→ WHAT TO DO
Using the data below, gather each line that includes the word "just".

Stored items

PR #268, opened 2024-01-24
Site Screenshot block: Update to support latest Interactivity API

### LINKED ISSUE #267: Site Screenshots break with GB 17.2+ (interactivity API updates)
See https://github.com/WordPress/wporg-mu-plugins/issues/490. The site screenshot block uses the interactivity API to load images, and the API structure has changed, causing JS errors on the page.

This is not currently a problem on production, because we're stuck on GB 16.8.

ryelle:
**Merge alongside https://github.com/WordPress/wporg-mu-plugins/pull/561, so that production has current Gutenberg version.**

Update the dependencies so that we can use the `viewModule` block.json entry, which wp-scripts will correctly build as a module (required by the interactivity API script).

The updated wp-scripts requires a more modern node version, so I've also updated the version for this project to 20 (see https://github.com/WordPress/wporg-parent-2021/issues/122, we'll want to do this across all projects). I've pushed the package and node version updates to `main`, so this PR only contains the Interactivity API updates.

The changes for the Interactivity API are mostly following [the changelog recommendations](https://github.com/WordPress/gutenberg/discussions/52906#discussioncomment-7810998). The exception is the change to how the screenshots are rendered. Rather than directly manipulating the DOM, the new method uses a combination of directives and state values to show/hide the image once it's loaded. This is more in line with expected behavior from the Interactivity API.

Fixes #267.

**To test**

1. Update composer packages so you have the latest Gutenberg: `composer update`
2. Update node: `nvm install`
3. Update yarn deps: `yarn`
4. Build the theme: `yarn build:theme`
5. Start the env: `yarn wp-env start`
6. Click through the site, all the screenshots should show up correctly— if no local image is attached, there should be a loading spinner, and then load in the mshots image.

### DIFF
--- a/source/wp-content/themes/wporg-showcase-2022/src/site-screenshot/view.js
+++ b/source/wp-content/themes/wporg-showcase-2022/src/site-screenshot/view.js
@@ -20,7 +20,7 @@ const { actions, state } = store( 'wporg/showcase/screenshot', {
 		},
 		get base64Image() {
 			return getContext().base64Image;
-		}
+		},
 	},
 	actions: {
 		increaseAttempts() {
--- a/source/wp-content/themes/wporg-showcase-2022/src/site-screenshot/view.js
+++ b/source/wp-content/themes/wporg-showcase-2022/src/site-screenshot/view.js
@@ -2,7 +2,7 @@
 /**
  * WordPress dependencies
  */
-import { store as wpStore } from '@wordpress/interactivity';
+import { getContext, getElement, store } from '@wordpress/interactivity';
 
 /**
  * Module constants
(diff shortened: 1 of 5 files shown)


source/wp-content/themes/wporg-showcase-2022/src/site-screenshot/view.js
```diff
@@ -2,142 +2,115 @@
...
+					async ( _context ) => {
+						const { attempts, base64Image: _base64Image, shouldRetry } = _context;
+						if ( shouldRetry ) {
+							await actions.fetchImage( src );
+						}
+						if ( attempts >= MAX_ATTEMPTS ) {
+							clearInterval( intervalId );
+							if ( ! _base64Image ) {
+								actions.setHasError( true );
+							}
```
ryelle, line 82: These actions aren't working, because the callback happens outside the scope of context. Same issue happened in `fetchImage` until I refactored it to use the Promise.

Screenshot 2024-01-25 at 6 15 59 PM

adamwoodnz (approved):
Works for me, and changes LGTM :shipit:

PR #1342, opened 2020-11-24
Travis: Only test pushes to devel branch

andrewbird:
Test

### DIFF
--- a/.travis.yml
+++ b/.travis.yml
@@ -57,8 +57,14 @@ cache:
 
 env: FDPP_KERNEL_DIR="$(pwd)/localfdpp/share/fdpp"
 
+jobs:
+  include:
+    - name: Minimal
+      if: (type = pull_request) AND (commit_message =~ /\[with ci\]/)
+
 before_install:
-  - echo "before_install"
+  - travis_terminate 1
+    echo "before_install"
 
 install:
   - ./travis_build.sh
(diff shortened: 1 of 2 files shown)


stsp:
I think all PR should be checked.
We can instead save on the checking
of the merges to devel. For example,
already checked PR does not need to
be re-checked once applied to devel.
WRT CI pressure that seems to be
similar to what you do: also reduces
to 1 check per PR.

andrewbird:
Yes, I agree. It seemed wrong to ask you to merge unchecked PRs to devel only to find out when applied if they break something. The situation I'd like to avoid though is when PR has been raised, each push to its source branch generates a new test. That's why I was thinking about having a tag we could place in the commit message when a test was needed. It's the opposite to Travis's standard `[skip ci]` tag.

I'm just experimenting at the moment, but I can't figure out what I'm doing as I don't seem to be generating any jobs. Note I have the `exit 1` in there at the moment so that if I do start a job the build will fail early.

stsp:
Ideally the PR should only be checked
when it was just created. Pushes to PR
should not provoke a re-build, but rather
just to say "all tests failed". To re-trigger
you should close and re-open the PR.
Then we will avoid CI on every push.
But I am not sure if you can implement
that.

andrewbird:
Nothing of value here.

PR #1343, opened 2020-11-25
Dpmi

stsp:


stsp:
@volkertb This commit adds the needed DPMI
API for you to be able to trap the port access in
the most straight-forward and documented way.
Namely, you need this function:
http://www.delorie.com/djgpp/doc/dpmi/api/310213.html
With that you can trap GPFs coming from real-mode,
and handle them with the djgpp-compiled app.
First thing to do would be to compile the code
from this line:
https://github.com/dosemu2/dosemu2/blob/c3c85fd0d48b003c2dafe888422abb2a65828e23/src/dosext/dpmi/dpmi.c#L4479
to this line:
https://github.com/dosemu2/dosemu2/blob/c3c85fd0d48b003c2dafe888422abb2a65828e23/src/dosext/dpmi/dpmi.c#L4612
which is a bit over just 100 lines.
And you'll have a port IO decoder.
After that, you can port sb16 and
dma code, which should be a bit
of work, but since they are written
for gcc and djgpp is also gcc, it won't
be too difficult.
Then you need to prototype your
ac97 (or whatever) driver API in dosemu.
If it is compatible with HMI or some
other popular API, we can even think
about integrating it in.
And things will work.
So basically with dosemu2 you can
go up to the fully functional prototype.
Under real DOS you'll only need to
implement the ring0 part of your ac97
driver.

This is the only way to get the fully
functional SB emulator, compatible
with all games - port it from dosemu2.
If you go the assembler route, you'll get
vsb at best (or, more likely, nothing at all).

volkertb:
Thank you for the info, and sorry for the belated response. I'm currently on vacation, so I'll have a look at it when I get back.

I have to admit it's still all a bit overwhelming, but I'd like to work on this one step at a time.

Thank you again for your help and advice.

PR #1357, opened 2020-12-04
builtins: Make xmode use constants from video.h

andrewbird:
Trivial tidy up commit I've had kicking around for a while


stsp:
Thanks.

→ PROBLEM SOLUTION
I'm just experimenting at the moment, but I can't figure out what I'm doing as I don't seem to be generating any jobs. Note I have the `exit 1` in there at the moment so that if I do start a job the build will fail early.
when it was just created. Pushes to PR
just to say "all tests failed". To re-trigger
which is a bit over just 100 lines.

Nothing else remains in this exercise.